Thanks for any help you can give me.

[greyknight17]

Yep, Kevin

Download KillBox http://www.greyknigh...spy/KillBox.exe. Run KillBox and check the box that says 'End Explorer Shell While Killing File'. Next click on 'Delete on Reboot'. Copy the below files and go back to KillBox. Go to File->Paste from Clipboard and then hit the button with a red circle and white X. Confirm to delete and when asked if you want to reboot, say Yes:

C:\WINDOWS\SYSTEM\sysfile.dll
C:\WINDOWS\Downloaded Program Files\popcaploader.dll
C:\WINDOWS\Downloaded Program Files\popcaploader.inf
C:\WINDOWS\Downloaded Program Files\ATPartners.inf
C:\WINDOWS\wnad.dn

Restart and run another Panda scan. Post the log here.

[Lonesome_dove989]

Okay, I did all of that, and here is the new ActiveScan:


Incident Status Location

Adware:adware/funweb No disinfected Windows Registry
Adware:Adware/Wnad No disinfected C:\!Submit\wnad.dn
Adware:Adware/NetPals No disinfected C:\!Submit\ATPartners.inf


I await your further instruction.

[greyknight17]

Delete this folder -> C:\!Submit\

You're all clear

Your log is clean.

To help prevent future spyware installations/infections, please read the Anti-Spyware Tutorial and use the tools provided.
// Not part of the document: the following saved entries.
PR #3742, opened 2021-12-04
plugin: renew 6.0 summoner job detail

MaikoTan:
Still no idea what is 0x04-0x05 is.
But seems like that we need is already here?

### DIFF
--- a/ui/jobs/components/smn.ts
+++ b/ui/jobs/components/smn.ts
@@ -1,7 +1,7 @@
 import TimerBox from '../../../resources/timerbox';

Are there any problems now? If not, you should be set to go.

[Lonesome_dove989]

Well, That took care of everything except Funweb. Should I follow the same instructions to get rid of that?

Latest ActiveScan:


Incident Status Location

Adware:adware/funweb No disinfected Windows Registry

[greyknight17]

It's a minor problem there and that's why I just left it. It's basically harmless, so unless you really want to remove it, we'll leave it

Any problems now?

[Lonesome_dove989]

Nope, I have been maintaining connection since yesterday. Seems to be running fine as of now.

Thank you very much, Kevin!

[Lonesome_dove989]

Lemme take that back, sorry! I'm still getting popup attempts on website where I have popup immunity for being a moderator of a message forum. I have a popup blocker, but I shouldn't even see it working on this particular forum. The admins of the forum say there is nothing wrong on their end.

Any ideas?

[greyknight17]

Does this site have popups itself? If so, it's probably not spyware related then. You have to check your browser settings (or popup blocker settings) to make sure they are set up correctly to block them.

[Lonesome_dove989]

The site does have popups for members/guests who are not moderators. As a moderator, I shouldn't be getting any popups or popup attempts. I've talked to the other moderators of the forum, and no one else is getting popups, so it's just me.

Any ideas?

[greyknight17]

I'm not sure what to say here because it seems that it is a problem on their side then. If you say you are a moderator also and you still get popups on their site, then you know it's not your computer. Make sure you still have moderator status on that site.

Are these popups from this site only? Any popups from any other sites (that shouldn't have them)?

I suggest talking to them again.

[Lonesome_dove989]

Yes, I still have moderator status. I don't do a lot of general "surfing", so I don't really know what sites have popups or whatnot. I just know that in this forum, I'm not supposed to have any. And, I'm the only moderator on this forum who is having any popups on the site.

Oh, well. I give up. It's only occaisionally that I get them now, anyway.

Thanks for the help!

[greyknight17]

Since this issue appears to be resolved ... this Topic has been closed. Glad we could help.

If you're the topic starter, and need this topic reopened, please contact a staff member with the address of the thread.

Everyone else please begin a New Topic.